═══ Data section ═══

PR #5601, opened 2018-02-21
Add finalize_order to shim object, update Certbot to use it

### LINKED ISSUE #5580: Automatically handle ACMEv1 vs. ACMEv2 issuance

ohemorange:
Fixes #5580.

### DIFF
--- a/acme/acme/crypto_util.py
+++ b/acme/acme/crypto_util.py
@@ -8,6 +8,8 @@ import socket
 import sys
 
 import OpenSSL
+import josepy as jose
+
 
 from acme import errors
 
@@ -280,3 +282,23 @@ def gen_ss_cert(key, domains, not_before=None,
     cert.set_pubkey(key)
     cert.sign(key, "sha256")
     return cert
+
+def dump_pyopenssl_chain(chain, filetype=OpenSSL.crypto.FILETYPE_PEM):
+    """Dump certificate chain into a bundle.
+
+    :param list chain: List of `OpenSSL.crypto.X509` (or wrapped in
+        :class:`josepy.util.ComparableX509`).
+
+    """
+    # XXX: returns empty string when no chain is available, which
+    # shuts up RenewableCert, but might not be the best solution...
+
+    def _dump_cert(cert):
+        if isinstance(cert, jose.ComparableX509):
+            # pylint: disable=protected-access
+            cert = cert.wrapped
+        return OpenSSL.crypto.dump_certificate(filetype, cert)
+
+    # assumes that OpenSSL.crypto.dump_certificate includes ending
+    # newline character
+    return b"".join(_dump_cert(cert) for cert in chain)
--- a/certbot/client.py
+++ b/certbot/client.py
@@ -1,4 +1,5 @@
 """Certbot client API."""
+import datetime
 import logging
 import os
 import platform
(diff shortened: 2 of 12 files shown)


ohemorange:
todo

- [ ] remove clientv1 passthrough
- [ ] fullchain_pem in the order is bytes
- [ ] tests for changes to certbot (mostly in client, probably)
- [ ] finish tests for changes to acme.client

acme/acme/crypto_util.py
```diff
@@ -280,3 +282,23 @@ def gen_ss_cert(key, domains, not_before=None,
     cert.set_pubkey(key)
     cert.sign(key, "sha256")
     return cert
+
+def dump_pyopenssl_chain(chain, filetype=OpenSSL.crypto.FILETYPE_PEM):
```
bmw: We may want to consider modifying this function before the release or making it private, but I don't care too much. The reason for this is it forces the user of the module to use `OpenSSL` (which is slowly going away in favor of `cryptography`) and it returns bytes instead of strings.

certbot/client.py
```diff
@@ -298,10 +274,9 @@ def obtain_certificate(self, domains):
 
         :param list domains: domains to get a certificate
 
-        :returns: `.CertificateResource`, certificate chain (as
-            returned by `.fetch_chain`), and newly generated private key
-            (`.util.Key`) and DER-encoded Certificate Signing Request
-            (`.util.CSR`).
+        :returns: :returns: certificate as PEM string, chain as PEM string,
```
bmw: Too many returns.

acme/acme/crypto_util.py
ohemorange: It's like that because `fetch_chain` returns `OpenSSL` objects, which isn't going to change.

bmw: > The reason for this is it forces the user of the module to use OpenSSL (which is slowly going away in favor of cryptography)

While this applied to `chain` as you pointed out, we could remove the need to use it for `filetype`, but I think it is a pretty minor point and making separate functions or types to hide this from the user doesn't buy us much and makes our code more complicated.

> it returns bytes instead of strings.

I'm confident this is correct for a function like this. See https://github.com/certbot/certbot/issues/5606#issuecomment-369768427.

═══

▸ **Exercise aim**
From the entries above, give again exactly the lines running from the line with "into a bundle." to the line with "- [ ] tests"; include both of those lines.

▸ **Problem solution**
+    """Dump certificate chain into a bundle.
+
+    :param list chain: List of `OpenSSL.crypto.X509` (or wrapped in
+        :class:`josepy.util.ComparableX509`).
+
+    """
+    # XXX: returns empty string when no chain is available, which
+    # shuts up RenewableCert, but might not be the best solution...
+
+    def _dump_cert(cert):
+        if isinstance(cert, jose.ComparableX509):
+            # pylint: disable=protected-access
+            cert = cert.wrapped
+        return OpenSSL.crypto.dump_certificate(filetype, cert)
+
+    # assumes that OpenSSL.crypto.dump_certificate includes ending
+    # newline character
+    return b"".join(_dump_cert(cert) for cert in chain)
--- a/certbot/client.py
+++ b/certbot/client.py
@@ -1,4 +1,5 @@
 """Certbot client API."""
+import datetime
 import logging
 import os
 import platform
(diff shortened: 2 of 12 files shown)


ohemorange:
todo

- [ ] remove clientv1 passthrough
- [ ] fullchain_pem in the order is bytes
- [ ] tests for changes to certbot (mostly in client, probably)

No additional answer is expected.